Giving particle detectors a lift

In particle colliders that reveal the hidden secrets of the tiniest constituents of our universe, minute particles leave behind extremely faint electrical traces after they are generated in enormous collisions. Some detectors in these facilities use superconductivity — a phenomenon through which electricity is carried with zero resistance at low temperatures — to operate.

For scientists to more accurately observe the behavior of those particles, these weak electrical signals, or currents, should be multiplied by an instrument able to turning a faint electrical flicker right into a real jolt.

Scientists on the U.S. Department of Energy’s (DOE) Argonne National Laboratory have developed a brand new device that acts as a “current multiplier.” This device, called a nanocryotron, is a prototype for a mechanism that might turn up a particle’s electrical signal high enough to a level where it temporarily turns off the superconductivity of the fabric, essentially making a type of on-off switch.

“We’re taking a small signal and using it to trigger an electrical cascade,” said Tomas Polakovic, one in all Argonne’s Maria Goeppert Mayer Fellows and an creator of the study. “We will funnel the very small current of those detectors into the switching device, which will be then used to change a much larger current.”

To organize the nanocryotron for a collider experiment will take some more work due to the high magnetic fields involved. While today’s particle detectors can withstand magnetic fields of several tesla in strength, this switch’s performance degrades in high magnetic fields.

“Finding ways to make the device work in higher magnetic fields is vital to incorporating it right into a real experiment,” said Argonne graduate research assistant Timothy Draher, one other creator of the study.

To make this possible, the researchers plan to alter the geometry of the fabric and introduce defects, or tiny holes. These defects will help researchers stabilize small superconducting vortices in the fabric, the movement of which might result in an unanticipated disruption of superconductivity.
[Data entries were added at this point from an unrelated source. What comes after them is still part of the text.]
PR #121, opened 2022-04-25
Refactor init

### LINKED ISSUE #57: Use `open(newunit=unit..` instead of random integers
This is a Fortran 2008 that should be available in all modern compilers. I already successfully use it in `unittests/test_plumed.pf`.
This applies to many random places around the codebase, but also in `mod_files` routines.
As part of that, we should move `mod_files` from `modules.F90` to its own file.

### LINKED ISSUE #82: Convert all calls to abinerror() to fatal_error()

danielhollas:
I've been cleaning up the init() subroutine in previous PRs, this is the last bit. The only remaining refactor and improved testing concerns the surface hopping routines.

Also in this PR I've removed the last calls to `abinerror()`. :tada: 

Closes #82. Closes #57.


src/modules.F90
```diff
@@ -46,7 +46,7 @@ module mod_general
    integer :: icv = 0, anal_ext = 0, idebug = 0
    integer :: ihess
    ! Number of atoms, taken from XYZ geometry
-   integer :: natom = 0
+   integer, protected :: natom = 0
```
danielhollas, line 49: In general, if we need to have global variables, at least they should be read-only.

src/plumed.F90
```diff
@@ -35,14 +35,14 @@ module mod_plumed
 contains
 
 #ifdef USE_PLUMED
-   subroutine plumed_init()
-      use mod_general, only: natom, irest, dt0, nrest
+   subroutine plumed_init(natom, irest, dt0, nrest)
```
danielhollas, line 38: Better be explicit about what parameters are neede for PLUMED initialization (and in general).

src/plumed.F90
```diff
@@ -196,7 +196,12 @@ end subroutine force_plumed
    ! Stubbed subroutines for compilation without PLUMED
    ! We use this approach to avoid needing to have '#ifdef USE_PLUMED'
    ! elsewhere in the codebase
-   subroutine plumed_init()
+   subroutine plumed_init(natom, irest, dt0, nrest)
+      integer, intent(in) :: natom, irest, nrest
+      real(DP), intent(inout) :: dt0
+      dt0 = natom
+      dt0 = irest
```
suchanj, line 203: Why is this assignment needed?

suchanj (approved):

src/plumed.F90
danielhollas: Just to squash compiler warnings. :-(

suchanj: Ok, I wouldn't mind comment in the code but its alright.

src/init.F90
```diff
@@ -117,7 +122,7 @@ subroutine init(dt)
       !
       ! All namelists need to be in a single input file, and the code
       ! in this subroutine must ensure that the namelists can be in any order.
-      namelist /general/ natom, pot, ipimd, mdtype, istage, inormalmodes, nwalk, nstep, icv, ihess, imini, nproc, iqmmm, &
```
danielhollas, line 120: @suchanj I forgot to mention that there is one breaking change in this PR; I removed the `natom` keyword from the input. It has been deprecated and ignored for a long time so I think it is okay to remove it. I think it is fine to require users to delete it from their input files if they still have it, but LMK if you disagree.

The nanocryotron was created through the use of electron beam lithography, a type of stenciling technique that uses a beam of electrons to remove a polymer film to reveal a selected region of interest. That region of interest is then etched using plasma ion etching.

“We mainly just strip away the parts which can be exposed, abandoning the device that we wish to make use of,” Draher said.

In keeping with Argonne physicist Valentine Novosad, one other creator of the study, the brand new device also could function the idea for a type of electronic logic circuitry.

“This work is particularly essential for collider experiments, similar to people who will probably be performed on the Electron-Ion Collider at Brookhaven National Laboratory. There, superconducting nanowire detectors, positioned near the beams, would require microelectronics proof against magnetic fields,” said Argonne Distinguished Fellow and group leader Zein-Eddine Meziani.

The work was funded by DOE’s Office of Science, Office of Nuclear Physics. Work to perform reactive ion etching of the superconducting movies within the experiment was carried out on the Center for Nanoscale Materials, a DOE User Facility.